# Sled Pics



## DuramaxPlow (Jan 3, 2009)

Not really snow removal equipment, but it is equipment for the snow. I just picked up this 
2003.5 Rev 800 Blair Morgan Edition, with 1100 miles on it. Lets see what you guys got.


----------



## NBI Lawn (Oct 15, 2007)

That sled may be worth money someday now that Blair is down and out


----------



## DuramaxPlow (Jan 3, 2009)

NBI Lawn;751541 said:


> That sled may be worth money someday now that Blair is down and out


I did not even think of that.


----------



## K1500 4x4 (Mar 3, 2008)

where in MA are you ? i think i saw you driving down 109 in medway the other day.


----------



## sledrider2005 (Nov 8, 2008)

my 2004 800 ho renegade and my 1971 olympique 399 just got that one running


----------



## DuramaxPlow (Jan 3, 2009)

K1500 4x4;751548 said:


> where in MA are you ? i think i saw you driving down 109 in medway the other day.

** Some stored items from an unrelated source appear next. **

Issue #6923, opened 2021-10-13
[Regression] Argo v3.2.0 UI ignores BASE_HREF


rijos:
Argo has the ability to set the base href using the BASE_HREF environment variable in argo-server.
This value is ignored in Argo v3.2.0

Argo v3.2.0
![image](https://user-images.githubusercontent.com/23135242/137121471-3d9e5527-a08c-4f63-b64a-bb68a0446b7d.png)

![image](https://user-images.githubusercontent.com/23135242/137120280-f84f1ccb-3c37-4fac-bc21-ac0ce46c5467.png)

Argo v3.1.13
![image](https://user-images.githubusercontent.com/23135242/137120982-6382736b-b97c-4fc6-8b4e-d1595fd7a4fb.png)

Part of the kustomization config:
```yaml
apiVersion: apps/v1
kind: Deployment
metadata:
  name: argo-server
spec:
  selector:
    matchLabels:
      app: argo-server
  template:
    metadata:
      labels:
        app: argo-server
    spec:
      containers:
      - name: argo-server
        env:
          - name: BASE_HREF
            value: /argo/
```

agilgur5:
Hmm #6767 could have been listed as a breaking change instead -- `BASE_HREF` was replaced by `ARGO_BASE_HREF`. Now both can be used as well as the flag

PR #12653, opened 2024-02-11
chore!: remove duplicate Server env vars, plus `--basehref` -> `--base-href`

agilgur5:
Follow-up to #12652 and https://github.com/argoproj/argo-workflows/issues/6923#issuecomment-1937357156 on findings of duplicate env vars

### Motivation

- every Server CLI flag has had an equivalent env var since #6767
  - `ALLOWED_LINK_PROTOCOL` and `BASE_HREF` each had a duplicate env var as the odd ones out
- The Server flag `--basehref` was also inconsistent with the env var, other flags, and the client, change it to `--base-href` for consistency

### Modifications

- remove the two env vars in a breaking change, and refer users to their `ARGO_*` equivalents in the upgrade notes
- replace `--basehref` with `--base-href` as a breaking change and mention it in the upgrade notes
- modify the docs and descriptions that referred to the two env vars
  - plus some small grammar and consistency fixes therein

### Verification

Docs build & lint pass.

### Notes to Reviewers

Can skip `docs/cli/*` as it's all auto-generated from the CLI changes


cmd/argo/commands/server.go
```diff
@@ -191,18 +190,8 @@ See %s`, help.ArgoServer),
 		},
 	}
 
-	defaultBaseHRef := os.Getenv("BASE_HREF")
```
tczhao, line 194: Please correct me if I'm wrong.
I think we want to keep this right? but use `defaultBaseHRef := os.Getenv("ARGO_BASE_HREF")` instead?
otherwise setting environmental variable `ARGO_BASE_HREF` wouldn't have an effect

tczhao (changes requested):
I think we also need to change
https://github.com/argoproj/argo-workflows/blob/main/cmd/argo/commands/root.go#L87C102-L87C111
to ARGO_BASE_HREF

cmd/argo/commands/server.go
agilgur5: See the `viper` usage [below](https://github.com/argoproj/argo-workflows/blob/8571e1f1e8b78776e02a5d48013dd3c1f4ecd853/cmd/argo/commands/server.go#L215) that. That was added in #6767 as I referenced in the PR description. This is listed [in the docs](https://github.com/argoproj/argo-workflows/blob/66680f1c9bca8b47c40ce918b5d16714058647cb/docs/environment-variables.md?plain=1#L140) as well

agilgur5:
> I think we also need to change https://github.com/argoproj/argo-workflows/blob/main/cmd/argo/commands/root.go#L87C102-L87C111 to ARGO_BASE_HREF

See my [in-line comment](https://github.com/argoproj/argo-workflows/pull/12653#discussion_r1487240445), I mentioned this in the PR description.

tczhao:
Thanks for the links. They make a lot of sense!
I still think we need to change https://github.com/argoproj/argo-workflows/blob/main/cmd/argo/commands/root.go#L87C102-L87C111
from 
`If your server is behind an ingress with a path (you'll be running "argo server --basehref /...) or "BASE_HREF=/... argo server"):`
to
`If your server is behind an ingress with a path (you'll be running "argo server --basehref /...) or "ARGO_BASE_HREF=/... argo server"):`
or in any style that make sense, the `BASE_HREF=/... argo server` seems wrong since the env var now has a `ARGO_` preifx

agilgur5:
Ohhh, good catch! I totally missed that in the `root.go`, especially since it says `ARGO_BASE_HREF` on the very next line. Sorry I misread your first comment!

Yea let me modify that too. I could've sworn I searched for all references to `BASE_HREF` so let me double check that too if I missed this one

agilgur5:
> https://github.com/argoproj/argo-workflows/blob/main/cmd/argo/commands/root.go#L87C102-L87C111

Ah I totally missed this column number in the link -- I was on mobile where it's far off screen to the right so I didn't see the column highlight on first glance

agilgur5:
> https://github.com/argoproj/argo-workflows/blob/main/cmd/argo/commands/root.go#L87C102-L87C111

> > Yea let me modify that too. I could've sworn I searched for all references to `BASE_HREF` so let me double check that too if I missed this one

Fixed this one plus a few others. That should be all of them now

cmd/argo/commands/client/conn.go
```diff
@@ -45,7 +45,7 @@ func AddAPIClientFlagsToCmd(cmd *cobra.Command) {
 	cmd.PersistentFlags().StringVar(&instanceID, "instanceid", os.Getenv("ARGO_INSTANCEID"), "submit with a specific controller's instance id label. Default to the ARGO_INSTANCEID environment variable.")
 	// "-s" like kubectl
 	cmd.PersistentFlags().StringVarP(&ArgoServerOpts.URL, "argo-server", "s", os.Getenv("ARGO_SERVER"), "API server `host:port`. e.g. localhost:2746. Defaults to the ARGO_SERVER environment variable.")
-	cmd.PersistentFlags().StringVar(&ArgoServerOpts.Path, "argo-base-href", os.Getenv("ARGO_BASE_HREF"), "Path to use with HTTP client due to BASE_HREF. Defaults to the ARGO_BASE_HREF environment variable.")
+	cmd.PersistentFlags().StringVar(&ArgoServerOpts.Path, "argo-base-href", os.Getenv("ARGO_BASE_HREF"), "Path to use with HTTP client due to Base HREF. Defaults to the ARGO_BASE_HREF environment variable.")
```
agilgur5, line 48: this is referring to the ["Base HREF" feature](https://argo-workflows.readthedocs.io/en/release-3.5/argo-server/#base-href) now and not the specific env var

tczhao:
> > https://github.com/argoproj/argo-workflows/blob/main/cmd/argo/commands/root.go#L87C102-L87C111
> 
> Ah I totally missed this column number in the link -- I was on mobile where it's far off screen to the right so I didn't see the column highlight on first glance
> 
> (Screenshot for reference: )

No worries. It happens

tczhao (approved):
LGTM

cmd/argo/commands/server.go
```diff
@@ -191,18 +190,8 @@ See %s`, help.ArgoServer),
...
-		defaultBaseHRef = "/"
-	}
-
-	defaultAllowedLinkProtocol := []string{"http", "https"}
-	if protocol := os.Getenv("ALLOWED_LINK_PROTOCOL"); protocol != "" {
-		defaultAllowedLinkProtocol = strings.Split(protocol, ",")
-	}
-
 	command.Flags().IntVarP(&port, "port", "p", 2746, "Port to listen on")
-	command.Flags().StringVar(&baseHRef, "basehref", defaultBaseHRef, "Value for base href in index.html. Used if the server is running behind reverse proxy under subpath different from /. Defaults to the environment variable BASE_HREF.")
```
sarabala1979, line 205: @agilgur5 This is a breaking change. `Need to be marked` as breaking change.
where does the code refer to `ARGO_BASE_HREF` from Viber to make it base href? 
Am I missing any change?

agilgur5: It is marked as a breaking change -- the PR has a `!`, the description says so, and the docs for breaking changes was updated in this PR.

Regarding Viper, that too is described in the PR and was described in my [previous comment](https://github.com/argoproj/argo-workflows/pull/12653#discussion_r1487240445) as well

sarabala1979: Thanks @agilgur5  sorry I missed the description and `!`. 


As per code `ARGO_BASE_HREF` will not considered during `argo server` starting. 
This code was used to get `BASE_HREF` from `env` and updated during server start. It could be a bug in existing code.  This [code](https://github.com/argoproj/argo-workflows/blob/986b069f34ed5336b6f754cfc6709c30b302c768/cmd/argo/commands/client/conn.go#L57) was never called during the server start.
```go
	defaultBaseHRef := os.Getenv("BASE_HREF")
	if defaultBaseHRef == "" {
		defaultBaseHRef = "/"
	}
```
I tried in my local base href didn't update. Please try on your env set `ARGO_BASE_HREF` and start the `argo-server` to check `baseHRef` updating
```log
(base) ➜  argo-workflows git:(main) ✗ export ARGO_BASE_HREF="/test"
(base) ➜  argo-workflows git:(main) ✗ dist/argo server             
INFO[2024-02-18T20:51:52.092Z] not enabling pprof debug endpoints           
INFO[2024-02-18T20:51:52.096Z]                                               authModes="[client]" baseHRef=/ managedNamespace= namespace=argo secure=true ssoNamespace=argo
INFO[2024-02-18T20:51:52.096Z] Generating Self Signed TLS Certificates for Secure Mode 
INFO[2024-02-18T20:51:52.096Z] SSO disabled                                 
INFO[2024-02-18T20:51:52.109Z] Starting Argo Server                          instanceID= version=untagged
INFO[2024-02-18T20:51:52.109Z] Creating event controller                     asyncDispatch=false operationQueueSize=16 workerCount=4
INFO[2024-02-18T20:51:52.111Z] GRPC Server Max Message Size, MaxGRPCMessageSize, is set  GRPC_MESSAGE_SIZE=104857600
INFO[2024-02-18T20:51:52.111Z] Argo Server started successfully on https://localhost:2746  url="https://localhost:2746"
```

agilgur5: > This code was used to get `BASE_HREF` from `env` and updated during server start.

Yes, I'm aware, I intentionally removed it since Viper does that automatically.

> This [code](https://github.com/argoproj/argo-workflows/blob/986b069f34ed5336b6f754cfc6709c30b302c768/cmd/argo/commands/client/conn.go#L57) was never called during the server start.

That's client code, not Server code. That's used for the CLI commands that connect to the Server

> I tried in my local base href didn't update. Please try on your env set `ARGO_BASE_HREF` and start the `argo-server` to check `baseHRef` updating

👀  let me double-check that. I'm pretty sure I've used this a few times before

> It could be a bug in existing code.

Maybe, I'll check

agilgur5: Ok apparently, there's a bit of a typo in the old code... it's [`--basehref`](https://github.com/argoproj/argo-workflows/blob/986b069f34ed5336b6f754cfc6709c30b302c768/cmd/argo/commands/server.go#L205) in the Server, not `--base-href`, so the env var is `ARGO_BASEHREF`.

This is pretty confusing given that the client uses [`--argo-base-href`](https://github.com/argoproj/argo-workflows/blob/986b069f34ed5336b6f754cfc6709c30b302c768/cmd/argo/commands/client/conn.go#L48).

I would like to make them both use dash-case/kebab-case, which would convert to `ARGO_BASE_HREF`, but that would be another breaking change 😕

agilgur5: Ok I changed it to `--base-href` for consistency and added another breaking change note

sarabala1979 (commented):
LGTM
Before approve, @terrytangyuan @juliev0 can you take a quick look because of it is breaking change?

rijos:
@agilgur5, seems this change will break the helm chart, it still refers to BASE_HREF. See: https://github.com/argoproj/argo-helm/blob/2f82fb5992fe1e390d1ebdbc4be6d5d6c6549a37/charts/argo-workflows/templates/server/server-deployment.yaml#L98

agilgur5:
Yes, all downstream consumers that use this, like the Helm Charts, will need to be updated. That is the nature of breaking changes.

agilgur5:
Merged `main` for new checks per #13027

agilgur5:
Going to merge this as Tianchu approved and Bala LGTM'd and there have been no reviews from others in the past ~4 months

agilgur5:
> @agilgur5, seems this change will break the helm chart, it still refers to BASE_HREF. See: https://github.com/argoproj/argo-helm/blob/2f82fb5992fe1e390d1ebdbc4be6d5d6c6549a37/charts/argo-workflows/templates/server/server-deployment.yaml#L98

Since `ARGO_BASE_HREF` already exists, I addressed this in the chart for forward compat: https://github.com/argoproj/argo-helm/pull/2756

agilgur5:
> Since `ARGO_BASE_HREF` already exists, I addressed this in the chart for forward compat: [argoproj/argo-helm#2756](https://github.com/argoproj/argo-helm/pull/2756)

Annnd I didn't re-read my own release notes or this PR (it's 4 months old, so quite a time delay) and caused a regression downstream in Argo Helm. Reverted that change in https://github.com/argoproj/argo-helm/pull/2770
Sorry I screwed that up, I meant to be proactive there, but the time delay meant I forgot how my own change worked

PR #12654, opened 2024-02-11
fix(docs): remove `workflow-controller-configmap.yaml` self reference

agilgur5:
Fixes https://github.com/argoproj/argo-workflows/pull/12446#discussion_r1482271109

### Motivation

- this was erroneously added to the `main` branch in https://github.com/argoproj/argo-workflows/pull/12446#discussion_r1482271109
  - it should only be on the `gh-pages` branch, for which all HTML pages redirect to ReadTheDocs now, but this YAML could not be, so we added this comment (see https://github.com/argoproj/argo-workflows/pull/12362#discussion_r1433271044)

- on the `main` branch, this is a confusing as it is a self-reference
  - https://argo-workflows.readthedocs.io/en/latest/workflow-controller-configmap.yaml currently points to itself in circular fashion

### Modifications

- remove self-reference comment at the top of `docs/workflow-controller-configmap.yaml` on `main`

### Verification

n/a, as it's rendered raw in the docs

I double-checked that this was not present in the [`release-3.4`](https://github.com/argoproj/argo-workflows/blob/release-3.4/docs/workflow-controller-configmap.yaml#L1) and [`release-3.5`](https://github.com/argoproj/argo-workflows/blob/release-3.5/docs/workflow-controller-configmap.yaml#L1) docs, so no back-porting needed

### DIFF
--- a/docs/workflow-controller-configmap.yaml
+++ b/docs/workflow-controller-configmap.yaml
@@ -1,6 +1,3 @@
-#######
-# NEW URL FOR THIS FILE: https://argo-workflows.readthedocs.io/en/latest/workflow-controller-configmap.yaml
-#######
 # This file describes the config settings available in the workflow controller configmap
 apiVersion: v1
 kind: ConfigMap


jmeridth (approved):

isubasinghe (approved):
LGTM

PR #12666, opened 2024-02-14
fix(controller): add missing namespace index from workflow informer

ryancurrah:
Due to the namespace index missing from the workflow informer the healthz endpoint could not list namespace indexes. 

Leading to the following warning message: 
```
listers.go:79] can not retrieve list of objects using index : Index with name namespace does not exist
```
Everytime the healthz endpoint is called.

This fix has been verified in our environment by building the `workflow-controller` image from scratch and deploying it. 

Related Slack thread: https://cloud-native.slack.com/archives/C01QW9QSSSK/p1707918209805259

### Fixes

Fixes healthz endpoint not being able to list namespace indexes.

### Motivation

These changes are similar to what others have done to resolve the issue.

- https://github.com/prometheus-operator/prometheus-operator/pull/1697
- https://github.com/argoproj/argo-cd/pull/2761

### Modifications

Added the namespace index to the workflow informer.

### Verification

Deployed to our environment hit the healthz endpoint with `curl http://127.0.0.1:6060/healthz` and checked for the log message. It no longer appears.

### DIFF
--- a/workflow/controller/controller.go
+++ b/workflow/controller/controller.go
@@ -265,6 +265,7 @@ var indexers = cache.Indexers{
 	indexes.WorkflowPhaseIndex:           indexes.MetaWorkflowPhaseIndexFunc(),
 	indexes.ConditionsIndex:              indexes.ConditionsIndexFunc,
 	indexes.UIDIndex:                     indexes.MetaUIDFunc,
+	cache.NamespaceIndex:                 cache.MetaNamespaceIndexFunc,
 }
 
 // Run starts an Workflow resource controller


Joibel (approved):
LGTM.

This is a common pattern and appears to do the right thing.

agilgur5 (approved):
Makes sense to me and tests continue to pass, so does not seem to cause any regressions either, and should improve performance.

agilgur5:
Thanks for root causing this and fixing it!

ryancurrah:
No problem @agilgur5!

PR #12669, opened 2024-02-15
docs: Add PayIt to USERS.md

menzenski:
### Motivation

We've been running Argo Workflows for about a year now, and we'd like to make it official 😄


agilgur5 (approved):
Thanks for listing your org 🙂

That was me, im from Hudson.


----------



## HVAC Guy (Feb 13, 2009)

DuramaxPlow;751538 said:


> Not really snow removal equipment, but it is equipment for the snow. I just picked up this
> 2003.5 Rev 800 Blair Morgan Edition, with 1100 miles on it. Lets see what you guys got.


NICE TRUCK BTW!!

2007 Yahmaha Apex Gt's


----------



## BDEMOTT (Oct 10, 2005)

07 440/700 racer


----------



## SnowPro93 (Oct 25, 2006)

here's my ride...2002 Arctic Cat ZR 800 w/ and MBRP can


----------



## Oshkosh (Sep 11, 2005)

*My Hot Rod*

My 1968 Bolens Diablo Rouge.


----------



## EaTmYtAiLpIpEs (Aug 23, 2007)

I no longer own this sled but here is my old sled. 1994 arctic cat zr 580.


----------



## pwrstroke6john (Nov 30, 2007)

No pictures yet, but hopeully by monday I will have a 2002 Arctic Cat ZR 800EFI. If I get it I take pictures.


----------



## EaTmYtAiLpIpEs (Aug 23, 2007)

pwrstroke6john;751761 said:


> No pictures yet, but hopeully by monday I will have a 2002 Arctic Cat ZR 800EFI. If I get it I take pictures.


my friend has one but it is an ss. and i love it. I am gonna get another sled in the summer when I can get a smoking deal on one.


----------



## homerpete (Nov 9, 2008)

Mine is the 4th one from the left 2000 Polaris xc sp 600 and a few others


----------



## Snowplow71 (Feb 12, 2008)

09 Ski-Doo MXZ TNT 500 S.S. 300 miles on her!!


----------



## DuramaxPlow (Jan 3, 2009)

Nice Sleds guys, Keep them comming. Cant wait to really test her out, the northeast snow conditions got destroyed in the last week of warm weather.


----------



## SnowPro93 (Oct 25, 2006)

pwrstroke6john;751761 said:


> No pictures yet, but hopeully by monday I will have a 2002 Arctic Cat ZR 800EFI. If I get it I take pictures.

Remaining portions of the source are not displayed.